Perkembangan ilmu pengetahuan tidak pernah terlepas dari sejarah peradaban manusia. Ia selalu terkait satu sama lainnya. Tidak terkecuali sejarah filsafat ilmu. Filsafat itu sendiri telah muncul sejak ribuan tahun yang lalu di mana akal manusia masih dihadapkan pada ruang dinamika pemikiran yang sederhana dan permasalahan yang tidak begitu komplek seperti saat ini. Latar belakang perkembangan ilmu dimulai sejak zaman purba.

Zaman purba pra sejarah (20.000-10.000 SM) sudah mulai terjadi proses belajar. Hal ini ditandai dengan pemanfaatan batu sebagai alat perkakas yang digunakan pada waktu itu. Melalui proses belajar berangsur-angsur terjadi pemanfaatan dari batu empuk menjadi keras, batu yang dipungut begitu saja menjadi batu yang sengaja untuk dibentuk, menemukan kekuatan alam api dan air, membuat gambar-gambar binatang di gua-gua, dan menguburkan sesamanya yang meninggal. Kemudian pada zaman sejarah (15.000-600 SM) proses belajar ditandai dari pengembangan kemampuan membaca, menulis dan berhitung meskipun masih sangat sederhana.

Sejarah ilmu pengetahuan mencatat bahwa perkembangan awal yang signifikan dalam ilmu pengetahuan dimulai sejak zaman Yunani Kuno (kurang lebih 600 SM – 200 M). Di mana periode ini ditandai oleh pergeseran gugusan pemikiran (paradigma shift) dari hal-hal yang berbau mistis ke yang logis. Dari kepercayaan mistis yang irrasional terhadap fenomena alam menuju ke arah penjelasan logis yang berdasar pada rasio. Zaman ini dinamakan zaman mulainya penalaran yang selalu menyelidiki, ditandai dengan munculnya ahli filsafat seperti Aristoteles, Socrates, Thales, Archimedes, dan Aristharcus, bahwa menyelidiki dan menjelaskan secara rasional yang digerakkan oleh motivasi estetis dengan tujuan memberikan kepuasan batin kepada orang yang bersangkutan saja.

Abad pertengahan (500 M- 1500 M) berkembangnya ilmu pengetahuan pada Timur Tengah dengan menterjemah karya-karya orang Yunani ke Bahasa Arab.
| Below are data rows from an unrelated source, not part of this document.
PR #111, opened 2019-06-21
GUACAMOLE-422: Document support for timezone handshake and parameter.

necouchman:
A few items covered by this pull request:
* Document the timezone parameters for SSH and RDP
* Rearrange SSH documentation to match how parameters are currently configured.
* Document the timezone portion of the handshake, along with some notes about how instructions can now be in arbitrary order during the handshake phase.

I'm sure it needs some work, particularly the protocol/handshake section.

### DIFF
--- a/src/chapters/configuring.xml
+++ b/src/chapters/configuring.xml
@@ -2969,6 +2969,23 @@ ed272546-87bd-4db9-acba-e36e1a9ca20a
                                     <para>For more information, please see <xref linkend="ssh-host-verification"/>.</para>
                                 </entry>
                             </row>
+                            <row>
+                                <entry><parameter>server-alive-interval</parameter></entry>
+                                <entry>
+                                    <para>
+                                        <indexterm>
+                                            <primary>SSH</primary>
+                                            <secondary>server-alive-interval</secondary>
+                                        </indexterm>
+                                        By default the SSH client does not send keepalive requests
+                                        to the server.  This parameter allows you to configure the
+                                        the interval in seconds at which the client connection
+                                        sends keepalive packets to the server.  The default is 0,
+                                        which disables sending the packets.  The minimum value
+                                        is 2.
+                                    </para>
+                                </entry>
+                            </row>
                         </tbody>
                     </tgroup>
                 </informaltable>
@@ -3224,9 +3241,13 @@ color9: rgb:80/00/80</programlisting>
                 </informaltable>
             </section>
             <section xml:id="ssh-command">
-                <title>Session parameters</title>
-                <para>The parameters in this section control various aspects
-                of the SSH session.</para>
+                <title>Running a command (instead of a shell)</title>
+                <para>By default, SSH sessions will start an interactive shell. The shell which will
+                    be used is determined by the SSH server, normally by reading the user's default
+                    shell previously set with <command>chsh</command> or within
+                        <filename>/etc/passwd</filename>. If you wish to override this and instead
+                    run a specific command, you can do so by specifying that command in the
+                    configuration of the Guacamole SSH connection.</para>
                 <informaltable frame="all">
                     <indexterm>
                         <primary>parameters</primary>
@@ -3248,71 +3269,9 @@ color9: rgb:80/00/80</programlisting>
                                     <para><indexterm>
                                             <primary>SSH</primary>
                                             <secondary>command</secondary>
-                                        </indexterm>By default, SSH sessions will
-                                        start an interactive shell.  The shell
-                                        that is used will be determined by the
-                                        SSH server, normally by reading the user's
-                                        default login shell specified in
-                                        <filename>/etc/passwd</filename>.  If you
-                                        wish to override this and run a specific
-                                        command, you can do so by filling in a
-                                        value for this parameter.  Assuming the
-                                        server allows arbitrary commands to be
-                                        run, the session will attempt to start
-                                        the specified command in place of the
-                                        shell.  This parameter is optional. If not specified, the SSH
+                                        </indexterm>The command to execute over the SSH session, if
+                                        any. This parameter is optional. If not specified, the SSH
                                         session will use the user's default shell.</para>
-                                </entry>
-                            </row>
-                            <row>
-                                <entry><parameter>timezone</parameter></entry>
-                                <entry>
-                                    <para>
-                                        <indexterm>
-                                            <primary>SSH</primary>
-                                            <secondary>timezone</secondary>
-                                        </indexterm>This parameter allows you
-                                        to control the timezone that is sent
-                                        to the server over the SSH connection,
-                                        which will change the way local time is
-                                        displayed on the server.</para>
-                                    <para>
-                                        The mechanism used to do this over SSH
-                                        connections is by setting the
-                                        <envar>TZ</envar> variable on the SSH
-                                        connection to the timezone specified by
-                                        this parameter.  This means that the SSH
-                                        server must allow the <envar>TZ</envar>
-                                        variable to be set/overriden - many SSH
-                                        server implementations have this disabled
-                                        by default.  To get this to work, you may
-                                        need to modify the configuration of the
-                                        SSH server and explicitly allow for
-                                        <envar>TZ</envar> to be set/overriden.
-                                    </para>
-                                    <para>
-                                        The available values of this parameter are
-                                        standard IANA key zone format timezones,
-                                        and the value will be sent directly to
-                                        the server in this format.
-                                    </para>
-                                </entry>
-                            </row>
-                            <row>
-                                <entry><parameter>server-alive-interval</parameter></entry>
-                                <entry>
-                                    <para>
-                                        <indexterm>
-                                            <primary>SSH</primary>
-                                            <secondary>server-alive-interval</secondary>
-                                        </indexterm>
-                                        By default the SSH client does not send keepalive requests
-                                        to the server.  This parameter allows you to configure the
-                                        the interval in seconds at which the client connection
-                                        sends keepalive packets to the server.  The default is 0,
-                                        which disables sending the packets.  The minimum value
-                                        is 2.
-                                    </para>
                                 </entry>
                             </row>
                         </tbody>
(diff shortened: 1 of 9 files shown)


src/chapters/protocol.xml
```diff
@@ -80,6 +80,22 @@
             it supports Ogg Vorbis audio, but no video, and can accept both PNG and JPEG images. It
             wants to connect to localhost at port 5900, and is leaving the three other parameters
             blank.</para>
+        <para>Version 1.1.0 of Guacamole adds a couple of other features to the handshake phase.  First,
```
mike-jumper: I'm not sure about listing new changes within the documentation as a set of layered changes. I feel that the documentation for version X really should be a reference for version X first, with other relevant information (protocol is different in older versions) being secondary.

What do you think of instead describing things strictly from the perspective of the way things are in this version? I think it would make more sense for the section to describe the protocol of the latest version with a note about the behavior of older versions, rather than a section mainly describing older versions with a note about the behavior of the latest.

src/chapters/protocol.xml
```diff
@@ -80,6 +80,22 @@
...
+            that the client has finished sending options.  In addition to ordering, this means
+            that certain instructions can be omitted without preventing the connection from
+            continuing.
+        </para>
+        <para>Also introduced in version 1.1.0 is the ability to pass the client timezone to
+            guacd, which can be used by protocols that support it to alter how the server
+            displays local time for the logged in user.  More information on this is available
+            in <xref linkend="configuring"/>, under the documentation related to
+            the timezone parameter.  If either the client or server do not support the
+            timezone instruction in the handshake the information will not be pased and the
```
mike-jumper: The new `timezone` instruction will also need to be documented in the protocol reference: [src/references/protocol.xml](https://github.com/apache/guacamole-manual/blob/6df18f34fbb156120725176dfa914c6f59d79751/src/references/protocol.xml).

src/chapters/protocol.xml
```diff
@@ -80,6 +80,22 @@
...
             blank.</para>
+        <para>Version 1.1.0 of Guacamole adds a couple of other features to the handshake phase.  First,
+            the handshake can now be done with most of the handshake instructions sent in arbitrary order.
+            Beginning with this version, guacd will detect and parse out each of the options regardless
+            of the order they are sent in, looking for the connect instruction as the indication
+            that the client has finished sending options.  In addition to ordering, this means
+            that certain instructions can be omitted without preventing the connection from
+            continuing.
+        </para>
+        <para>Also introduced in version 1.1.0 is the ability to pass the client timezone to
```
mike-jumper: Now that the handshake is evolving, it may be easier to just list out the handshake instructions as a table. I don't really have a problem with prose, and I generally like how you've phrased things here, but I do think things should be described in a more absolute way, not layers of relative additions.

For example, these changes currently describe things more-or-less like:

* The protocol handshake requires you to provide `size`, `audio`, `video`, and `image`.
* But actually, never mind. That's the old protocol. Those are optional now and may occur in any order.
* Wait! There's also a new `timezone` instruction you can use.

I'd lean more towards:

* The protocol handshake consists of any of the following instructions, which are each optional and may occur in any order: (instructions....)
* **NOTE:** Older releases supported a smaller subset of these instructions and required handshake instructions to be in a specific order. See the archived versions of the manual for the protocol documentation relevant to older releases.

mike-jumper:
Is the protocol version part of the handshake intended to be a part of this?

necouchman:
> Is the protocol version part of the handshake intended to be a part of this?

I can go either way, but I figured since it was merged in under the same pull request for the server and client portions, it was fine to include it in the manual section.

src/chapters/configuring.xml
```diff
@@ -1741,6 +1741,48 @@ tcp6       0      0 :::4713                 :::*                    LISTEN</comp
...
+                                    timezone varies by RDP server implementation.
+                                    For example, with Windows, support for
+                                    forwarding timezones is only present in
+                                    Windows Server with Remote Desktop Services
+                                    (RDS, formerly known as Terminal Services)
+                                    installed.  Windows Server installations in
+                                    admin mode, along with Windows workstation
+                                    versions, do not allow the timezone to be
+                                    forwarded.  Other server implementations,
+                                    for example, xRDP, may not implement this
```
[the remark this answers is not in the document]
necouchman: Or maybe all lower-case?  The official website seems to use lower-case...

http://www.xrdp.org/

src/chapters/protocol.xml
necouchman: Yeah, that's a good point.  I'll re-word it to just describe the `1.1.0` behavior.

src/chapters/protocol.xml
necouchman: Okay.

src/chapters/protocol.xml
necouchman: Sounds good - will try some different language.

mike-jumper:
> I can go either way, but I figured since it was merged in under the same pull request for the server and client portions, it was fine to include it in the manual section.

Definitely, but if that's the intent, I don't see it here (`VERSION_1_1_0`, etc.).

necouchman:
> Definitely, but if that's the intent, I don't see it here (VERSION_1_1_0, etc.).

Ah, yep, you're right.  Will try to add that in with the other changes.

src/chapters/protocol.xml
necouchman: Added.

src/chapters/configuring.xml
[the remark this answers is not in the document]
necouchman: Went with "xrdp"

src/chapters/protocol.xml
necouchman: Should be good, now.

src/chapters/protocol.xml
necouchman: Okay, have taken a stab at shamelessly copying a table from elsewhere in the manual and substituting in the handshake instructions.  Let me know how it looks - currently compiling it to make sure everything formats well, but I believe I at least got valid XML.

src/chapters/protocol.xml
```diff
@@ -57,29 +57,90 @@
...
+            using an "args" instruction:</para>
         <informalexample>
-            <programlisting>4.args,8.hostname,4.port,8.password,13.swap-red-blue,9.read-only;</programlisting>
+            <programlisting>4.args,13.VERSION_1_1_0,8.hostname,4.port,8.password,13.swap-red-blue,9.read-only;</programlisting>
         </informalexample>
+        <para>The protocol version is used to negotiate compatibility between differing
+            versions of client and server, allowing the two sides to negotiate the highest
+            supported version and enable or disable features associated with that version.
+            Older versions of the Guacamole Client that do not support this instruction
+            will silently ignore it as an empty connection parameter.  Valid protocol versions
```
mike-jumper: Valid protocol versions (and their general format) should probably be documented with the instruction in the protocol reference. A good example of this might be the `ack` instruction, which also documents all legal status codes:

https://github.com/apache/guacamole-manual/blob/33e653ccf99cbb7b978719b6ec2cc07a0e8bed30/src/references/instructions/server/stream/ack.xml#L32-L225

mike-jumper:
Beware that the merge base for this will also need to be `staging/1.1.0`, as GUACAMOLE-422 is part of the 1.1.0 scope.

src/references/instructions/server/handshake/args.xml
```diff
@@ -9,9 +9,16 @@
...
         the handshake phase only.</para>
-    <para>The parameters of the args instruction are the names of all parameters
-        accepted by the server for the protocol in selected by the client, in
-        order. The client's responding connect instruction must the values of
-        each of these parameters in the same order.</para>
+    <para>The first parameter of this instruction will be the protocol version
+        supported by the server.  This is used to negotiate protocol
+        compatibility between the client and the server, with the highest
+        supported protocol by both sides being chosen.  Versions of Guacamole
+        prior to 1.1.0 do not support this instruction and cannot
```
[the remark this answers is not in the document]
necouchman: Should be more accurate, now.

src/references/instructions/client/handshake/timezone.xml
```diff
@@ -0,0 +1,14 @@
...
+
+<section xml:id="timezone-handshake-instruction"
+    xmlns="http://docbook.org/ns/docbook" version="5.0" xml:lang="en"
+    xmlns:xi="http://www.w3.org/2001/XInclude">
+    <title>timezone</title>
+    <indexterm>
+        <primary>timezone</primary>
+    </indexterm>
+    <para>Specifies the timezone of the client system, in IANA zone key format.
+        This is a single-value parameter, and may be used by protocols to
```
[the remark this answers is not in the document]
necouchman: Added.

src/chapters/protocol.xml
necouchman: Added a table with the versions.

necouchman:
Okay, rebased to `staging/1.1.0` and corrected those issues.

src/chapters/protocol.xml
```diff
@@ -57,29 +57,125 @@
...
+                            <entry>Version</entry>
+                            <entry>Value</entry>
+                            <entry>Description</entry>
+                        </row>
+                    </thead>
+                    <tbody>
+                        <row>
+                            <entry>1.0.0</entry>
+                            <entry><constant>VERSION_1_0_0</constant></entry>
+                            <entry>This is the defualt version and applies to any
```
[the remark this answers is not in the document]
necouchman: a before u expect after...

necouchman:
Removed that extra content and verified that it compiles this time.

src/chapters/protocol.xml
```diff
@@ -57,29 +57,122 @@
...
-            and the values for all arguments available, even if blank. If any of these requirements
-            are left out, the connection will close:</para>
+            and the values for all arguments available, even if blank.</para>
         <informalexample>
             <programlisting>4.size,4.1024,3.768,2.96;
 5.audio,9.audio/ogg;
 5.video;
 5.image,9.image/png,10.image/jpeg;
+8.timezone,16.America/New_York;
 7.connect,9.localhost,4.5900,0.,0.,0.;</programlisting>
```
mike-jumper: Is this still correct with the addition of `VERSION_1_1_0` to the corresponding `args`?

src/chapters/configuring.xml
```diff
@@ -3201,13 +3224,9 @@ color9: rgb:80/00/80</programlisting>
                 </informaltable>
             </section>
             <section xml:id="ssh-command">
```
mike-jumper: If this section is no longer specific to running a command, the ID should be updated accordingly, as it's this ID that will be used to link to specific sections.

src/chapters/configuring.xml
```diff
@@ -3229,11 +3248,73 @@ color9: rgb:80/00/80</programlisting>
...
+                                    <para>
+                                        The available values of this parameter are
+                                        standard IANA key zone format timezones,
+                                        and the value will be sent directly to
+                                        the server in this format.
+                                    </para>
+                                </entry>
+                            </row>
+                            <row>
+                                <entry><parameter>server-alive-interval</parameter></entry>
```
mike-jumper: Why within session parameters vs. network parameters?

src/chapters/configuring.xml
```diff
@@ -3229,11 +3248,73 @@ color9: rgb:80/00/80</programlisting>
...
+                                        value for this parameter.  Assuming the
+                                        server allows arbitrary commands to be
+                                        run, the session will attempt to start
+                                        the specified command in place of the
+                                        shell.  This parameter is optional. If not specified, the SSH
                                         session will use the user's default shell.</para>
                                 </entry>
                             </row>
+                            <row>
+                                <entry><parameter>timezone</parameter></entry>
```
mike-jumper: If unsure about repurposing the "running a command" section, this could be documented within the "locale" section added recently via #117.

src/chapters/protocol.xml
necouchman: Nope, should contain the version in that string...

src/chapters/configuring.xml
necouchman: Yeah, I have no clue what I was doing, here.  My only guess is that I didn't have enough :coffee: before writing this...

src/chapters/configuring.xml
necouchman: :coffee: ??

src/chapters/configuring.xml
necouchman: Yes, this makes complete sense.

Tokoh-tokohnya seperti Al-Khawarizm → Aljabar, Omar Khayan → penyair, Ibnu Rusyd → kedokteran, dan Al Idrisi → Astronomi. Kemudian pada tahun 1300 M dipelajari oleh bangsa-bangsa Eropa. Pada abad ini perkembangan kebudayaan juga terjadi di Asia Selatan dan Timur, seperti Ajaran Lao Tse (menjaga keharmonisan dengan alam) dan Confucius (konsep kode etik luhur mangatur akal sehat). Di Indonesia perkembangan dapat dilihat dari munculnya kerajaan-kerajaan, pengairan persawahan, kesenian, meramal dan nelayan.

Zaman modern ditandai munculnya ahli-ahli filsafat dan ilmuwan. Ahli filsafat tersebut, seperti Copernicus, Galileo, Keppler, Francis Bacon, dan Rene Descartes, sedangkan ilmuwan diantaranya Newton (tori gravitasi, perhitungan kalkulus dan Optika) dan Wilhelm Konrad Rontgen (Sinar X). Zaman ini dipengaruhi oleh terjadinya perang salib, jatuhnya konstantinopel ke tangan Turki dan hubungan kerajaan Arab di Jazirah Spanyol dan Prancis.
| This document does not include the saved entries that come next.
PR #120, opened 2019-08-12
GUACAMOLE-579: Add documentation for CAS extension tokens.

necouchman:
Initial cut at some documentation for extension-specific tokens.

### DIFF
--- a/src/chapters/configuring.xml
+++ b/src/chapters/configuring.xml
@@ -5181,6 +5181,9 @@ guaclog: INFO: All files interpreted successfully.</computeroutput>
         </section>
         <section xml:id="parameter-tokens">
             <title>Parameter tokens</title>
+            <indexterm>
+                <primary>tokens</primary>
+            </indexterm>
             <para>The values of connection parameters can contain "tokens" which will be replaced by
                 Guacamole when used. These tokens allow the values of connection parameters to vary
                 dynamically by the user using the connection, and provide a simple means of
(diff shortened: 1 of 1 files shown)


src/chapters/configuring.xml
```diff
@@ -5254,6 +5257,57 @@ guaclog: INFO: All files interpreted successfully.</computeroutput>
...
+                        tokens.  The CAS server must be specifically configured to release certain
+                        attributes to the client (Guacamole), and configuration of that is outside
+                        the scope of this document.  Any attribute that the CAS server is
+                        configured to release should be available to Guacamole as a token for
+                        use within a connection.  The token name will be prepended with the
+                        <constant>CAS_</constant> prefix.  A CAS server configured to release
+                        attributes <varname>firstname</varname>, <varname>lastname</varname>,
+                        <varname>email</varname>, and <varname>mobile</varname> would produce the
+                        following tokens:</para>
+                    <variablelist>
```
mike-jumper: The [DocBook `<variablelist>` element](https://tdg.docbook.org/tdg/4.5/variablelist.html) is defined as:

> A list in which each entry is composed of a set of one or more terms and an associated description

If there is no associated definition for each `<term>`, then a different type of list would be better, such as [`<itemizedlist>`](https://tdg.docbook.org/tdg/4.5/itemizedlist.html).

necouchman: Okay, swapped over to `<itemizedlist>`.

Filsafat dan Filsafat Ilmu
Ilmuwan terangsang imajinasi untuk menemukan dan mengembangkan penemuan asal. Hal ini didasari karena adanya perhatian, kesempatan dan kemauan serta keterampilan. Menurut Beekman (1973) filosofia adalah melihat segala sesuatu dengan perhatian dan minat, kemudian berarti pula berpikir tentang segala sesuatu yang menyadarinya. Dimulai dengan pertanyaan yang teliti, artinya berdasarkan suatu pemikiran tertentu. Banyak sekali pengertian dari filsafat, namun dapat diambil satu benang merah bahwa filsafat yaitu adanya aktivitas manusia yang tidak dapat diamati. Sehingga muncullah filsafat ilmu yang dilatarbelangi adanya penemuan ilmiah.

Berpikir berarti menyusun silogisme dengan tujuan mendapat kesimpulan yang tepat dengan menghilangkan setiap kontradiksi. Secara epistemologis kegiatan berpikir ilmiah melingkupi suatu rantai berpikir logis yang merupakan pengkajian baik deduktif maupun induktif. Berpikir logis maksudnya dapat menggunakan kemampuan akal budinya secara dialektif, intuitif, taksonomi atau simbolik.  Ilmu tidaklah netral atau bebas nilai atau objektif. Ilmu hakikatnya selalu terkait dengan berbagai kepentingan, nilai dan lainnya, baik pada tataran ontologi, epistemologi maupun aksiologinya.

Kreativitas
Kreativitas lahir bersama dengan lahirnya manusia itu. Kreativitas tidak hanya sebagai penalaran, tetapi juga meningkatkan dan membuka tabir alam yang tersedia dalam suatu dimensi kreatif. Kreativitas terdiri dari empat fungsi dasar yang interaktif, yaitu:
1. berpikir rasional,
2. perkembangan emosional,
3. perkembangan bakat khusus, dan
4. tingkat tinggi kesadaran yang menghasilkan imajinasi, fantasi, pendobrakan pada kondisi ambang kesadaran atau ketaksadaran.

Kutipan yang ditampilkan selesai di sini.